PR #514, opened 2026-07-08
Derive reference edges in transformGraph for unmounted nodes

chrisgervang:
#### Background

`op()` / mustache references only became executor dependencies when the CodeField editor component mounted and synced `ReferenceEdge`s into React Flow state (`field-components.tsx`). Reference edges are never persisted, and container children aren't mounted while collapsed — so on a fresh project load, a container child whose only upstream link is an `op()` reference executed once before async upstream data (e.g. a FileOp's CSV) arrived and was never re-executed. The result is a silently empty pipeline: `loaded=true`, zero console errors, non-blank screenshot, no data. The bug hides during interactive authoring because opening the container mounts the editor and retroactively wires the reference.

#### Reproduction

**`dev-docs/repros/container-reference-edges/`** — self-contained project (200-row CSV slice). Copy the directory into `noodles-editor/src/examples/repro-ref-edges/` and open `/examples/repro-ref-edges`: the viewer shows `0` forever on `main`, `200` with this fix. The README covers setup, the graph shape, and expected vs actual.

#### Change List
- `transformGraph` now derives reference edges from `op()`/mustache text in string-valued inputs for **every** node on each graph rebuild (`deriveReferenceEdges`), instead of relying on editor components that only mount for visible nodes.
- Derived edges use the exact id/handle shape the CodeField component produces, and both paths dedupe on source+handle+target+handle, so mounted editors keep working unchanged.
- References that don't resolve to an existing node are skipped (no stale-edge errors).
- 3 new unit tests: container-child reference wiring, array-form code + unresolvable-reference skipping, and no-duplicate-against-component-synced-edges. 38/38 pass.
- Reproduction project committed under `dev-docs/repros/container-reference-edges/`.

Verified in-browser: the reference-only container pattern above now produces the full filtered dataset where it previously produced 0 rows.

Related: #515 (GraphInputOp rebuild orphans the container input link) — both were found while verifying eval golden projects that exercise containers headless.

https://claude.ai/code/session_019BbcWNxsAWdwBBPyRNRLQJ


dev-docs/repros/container-reference-edges/data.csv
```diff
@@ -0,0 +1,201 @@
+DateTime,Latitude,Longitude,Depth,Magnitude,MagType,NbStations,Gap,Distance,RMS,Source,EventID
```
akre54, line 1: Is this the earthquake dataset? Could we make the earthquakes example test this feature instead of having a specific example just for testing?

dev-docs/repros/container-reference-edges/noodles.json
```diff
@@ -0,0 +1,92 @@
+{
+  "version": 14,
+  "viewport": {
+    "x": 500,
+    "y": 300,
+    "zoom": 1
+  },
+  "name": "Repro: container child op() reference goes stale",
```
akre54, line 8: My preference is that examples are kept as pure representations of features, rather than tests. Can we move this to the test file instead?

noodles-editor/src/noodles/transform-graph.ts
```diff
@@ -93,12 +94,89 @@ function topologicalSort<N extends Operator<IOperator>>(
...
+  const derived: Array<Record<string, unknown>> = []
+  for (const node of nodes) {
+    for (const [fieldName, value] of Object.entries(node.data?.inputs ?? {})) {
+      const text = Array.isArray(value)
+        ? value.filter((v): v is string => typeof v === 'string').join('\n')
+        : typeof value === 'string'
+          ? value
+          : null
+      // Cheap prefilter — reference syntaxes are `op('...')` and `{{...}}`.
+      if (!text || !(text.includes('op(') || text.includes('{{'))) continue
```
akre54, line 139: I think we need a more robust way of tracking references. Shouldn't this be accessible / already cached?

akre54 (approved):
Approved, with questions

dev-docs/repros/container-reference-edges/data.csv
chrisgervang: Yes, this was a 200-row earthquake-data slice used only to reproduce the executor bug. Follow-up #560 removes this manual repro dataset/project and replaces its behavioral coverage with an inline automated test that verifies both initial execution and a later referenced-source update.

noodles-editor/src/noodles/transform-graph.ts
chrisgervang: There was no model-level reference cache available here. The only cached derivation was the mounted CodeField component useMemo plus its ephemeral React Flow ReferenceEdges; collapsed children never mount and reference edges are not persisted, which was the root cause. deriveReferenceEdges uses the shared getFieldReferences parser at the graph transform boundary and only runs on graph rebuilds, with a cheap syntax prefilter. A future graph-owned reference index could remove the UI/model dual ownership, but it would require coordinated invalidation for edits, loads, renames, relative paths, and field rebuilds; that is a larger refactor and is not required for this correctness fix.

dev-docs/repros/container-reference-edges/noodles.json
chrisgervang: Addressed in follow-up #560. The copy-to-examples repro project is removed, along with the equivalent test-only repro projects from #515 and #516. The #514 scenario now has an inline end-to-end regression in transform-graph.test.ts; the existing focused #515/#516 tests remain in their test files.

chrisgervang: I like the idea of including QA artifacts to PRs for us to validate the feature without needing to set up programs ourselves. This would ideally be added to PR descriptions as some kind of artifact.. I'll see if the github API can attach files instead.

noodles-editor/src/noodles/transform-graph.ts
chrisgervang: The editor’s `useMemo` cache isn't available during fresh loads and inside collapsed containers. We could make the graph model the sole owner of reference dependencies and remove the editor component’s duplicate edge synchronization

akre54: Yeah maybe we move it out of React. I hear you that it's a larger refactor but I'm concerned about computing this state all over the place. If it's needed upstream, let's move it upstream

chrisgervang: #561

● WHAT THIS TASK INVOLVES:
Examine the listing line by line and give the number of lines where "duplicate" occurs, with nothing added.

● FINAL ANSWER:
2